Expression expansion

The last example contained two grouping expressions and three aggregating expressions, and yet the resulting dataframe contained six columns instead of five. If we look closely, the last aggregating expression mentioned two different columns: “weight” and “height”.

Polars expressions support a feature called expression expansion. Expression expansion is like a shorthand notation for when you want to apply the same transformation to multiple columns. As we have seen, the expression

pl.col("weight", "height").mean().name.prefix("avg_")

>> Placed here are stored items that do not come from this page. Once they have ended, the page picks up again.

PR #134, opened 2017-06-15
Replace tabs with spaces

yanokwa:
This is a whitespace-only change that fixes #131.

The command used was from https://stackoverflow.com/a/11094620/152938
`find . -name '*.java' ! -type d -exec bash -c 'expand -t 4 "$0" > /tmp/e && mv /tmp/e "$0"' {} \;`

PR #167, opened 2017-08-15
Replace tabs with spaces

### LINKED ISSUE #131: Replace tabs with spaces
The following classes have tabs that should be replaced with spaces. 
```
AggregateUtils.java
BadFormDefinition.java
BriefcaseFolderChooser.java
BriefcaseStorageLocationDialog.java
DatabaseUtils.java
ExportFolderChooser.java
ExportType.java
FormDefinitionFileChooser.java
FormTransferTable.java
HtmlConsts.java
HtmlStrUtil.java
LegacyServerConnectionDialog.java
MainBriefcaseWindow.java
ODKCollectFileChooser.java
PrivateKeyFileChooser.java
PushTransferPanel.java
ServerConnectionDialog.java
ServerFetcher.java
StringUtils.java
TransferFromODK.java
TransferInProgressDialog.java
WebUtils.java
XFormParameters.java
```

Use IntelliJ's conversion tool to convert the tabs with spaces, then uncomment out the following in checkstyle.xml.
```
    <module name="FileTabCharacter">
        <property name="eachLine" value="true"/>
    </module>
```

Run `./gradlew checkstyle` and fix any remaining issues.

To make code review easy, please make sure the PR has mostly whitespace changes.

yanokwa:
Closes #131

Ran `./gradlew check` and `./gradlew run` to make sure there are no errors and the application runs. https://github.com/opendatakit/briefcase/pull/134 was an old PR that I closed because of inactivity with the same approach.

I couldn't find a nice way to do this in IntelliJ, so the command I used was from https://stackoverflow.com/a/11094620/152938.
`find . -name '*.java' ! -type d -exec bash -c 'expand -t 4 "$0" > /tmp/e && mv /tmp/e "$0"' {} \;`

There might be some place where a tab is inside a string, but that's why I used [expand](https://man.cx/expand), not sed.

### DIFF
--- a/config/checkstyle/checkstyle.xml
+++ b/config/checkstyle/checkstyle.xml
@@ -16,9 +16,9 @@
 
     <property name="fileExtensions" value="java, properties, xml"/>
 
-    <!-- <module name="FileTabCharacter">
+    <module name="FileTabCharacter">
         <property name="eachLine" value="true"/>
-    </module> -->
+    </module>
 
     <!-- ODK-specific additions -->
     <module name="RegexpMultiline">
--- a/src/org/opendatakit/aggregate/form/XFormParameters.java
+++ b/src/org/opendatakit/aggregate/form/XFormParameters.java
@@ -25,18 +25,18 @@ package org.opendatakit.aggregate.form;
  */
 public final class XFormParameters implements Comparable<Object> {
 
-	public final String formId;
-	public final String versionString;
-	public final Long modelVersion;
+    public final String formId;
+    public final String versionString;
+    public final Long modelVersion;
 
-	public XFormParameters(String formId, String versionString) {
-		if ( formId == null ) {
-			throw new IllegalArgumentException("formId cannot be null");
-		}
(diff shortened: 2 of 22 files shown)


lognaturel:
@dcbriccetti @daveycrockett @nribeka How do you all feel about this being merged now? We have relatively few opened PRs so it might be a good time to get it done. Or perhaps we can finish and merge @daveycrockett's #139 first? I think he might be gone on 🏝vacation🏝 but perhaps they're small enough things that I can push to his branch.

dcbriccetti:
It would be nice to get #139 put away. My only concerns are avoiding a lot of work that these should-be-trivial changes can cause. It’s nice when they happen when there are no unmerged branches active.

lognaturel:
Yeah, you're totally right. Let's see if we can get both the open ones in before we do this.

yanokwa:
Closing because I'd rather https://github.com/opendatakit/briefcase/pull/183 gets merged so that contributor gets his first ODK PR.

will compute the mean value of the columns “weight” and “height” and will rename them as “avg_weight” and “avg_height”, respectively. In fact, the expression above is equivalent to using the two following expressions:

[
    pl.col("weight").mean().alias("avg_weight"),
    pl.col("height").mean().alias("avg_height"),
]

In this case, this expression expands into two independent expressions that Polars can execute in parallel. In other cases, we may not be able to know in advance how many independent expressions an expression will unfold into.

Consider this simple but elucidative example:

(pl.col(pl.Float64) * 1.1).name.suffix("*1.1")

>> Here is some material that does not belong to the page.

PR #175, opened 2017-08-16
Rework Google Analytics logic, fixing critical problem

dcbriccetti:
Fix critical problem in original implementation: data was in fact being sent to Google even when the user unchecked the checkbox. config.setGatherStats(false) does not disable the HTTP post to Google. New approach: wrap the post with if (BriefcasePreferences.getBriefcaseTrackingConsentProperty()).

This expression will multiply all columns with data type Float64 by 1.1. The number of columns this applies to depends on the schema of each dataframe. In the case of the dataframe we have been using, it applies to two columns:

group_by

expr = (pl.col(pl.Float64) * 1.1).name.suffix("*1.1")
result = df.select(expr)
print(result)

group_by

let expr = (dtype_col(&DataType::Float64) * lit(1.1))
    .name()
    .suffix("*1.1");
let result = df.clone().lazy().select([expr.clone()]).collect()?;
println!("{}", result);

shape: (4, 2)
┌────────────┬────────────┐
│ weight*1.1 ┆ height*1.1 │
│ ---        ┆ ---        │
│ f64        ┆ f64        │
╞════════════╪════════════╡
│ 63.69      ┆ 1.716      │
│ 79.75      ┆ 1.947      │
│ 58.96      ┆ 1.815      │
│ 91.41      ┆ 1.925      │
└────────────┴────────────┘

In the case of the dataframe df2 below, the same expression expands to 0 columns because no column has the data type Float64:

group_by

df2 = pl.DataFrame(
    {
        "ints": [1, 2, 3, 4],
        "letters": ["A", "B", "C", "D"],
    }
)
result = df2.select(expr)
print(result)

group_by

let df2: DataFrame = df!(
    "ints" => [1, 2, 3, 4],
    "letters" => ["A", "B", "C", "D"],
)
.unwrap();
let result = df2.clone().lazy().select([expr.clone()]).collect()?;
println!("{}", result);

shape: (0, 0)
┌┐
╞╡
└┘

It is equally easy to imagine a scenario where the same expression would expand to dozens of columns.

Next, you will learn about the lazy API and the function explain, which you can use to preview what an expression will expand to given a schema.

Conclusion

Because expressions are lazy, when you use an expression inside a context Polars can try to simplify your expression before running the data transformation it expresses. Separate expressions within a context are embarrassingly parallel and Polars will take advantage of that, while also parallelizing expression execution when using expression expansion. Further performance gains can be obtained when using the lazy API of Polars, which is introduced next.

We have only scratched the surface of the capabilities of expressions. There are a ton more expressions and they can be combined in a variety of ways. See the section on expressions for a deeper dive on the different types of expressions available.


  1. There are additional List and SQL contexts which are covered later in this guide. But for simplicity, we leave them out of scope for now.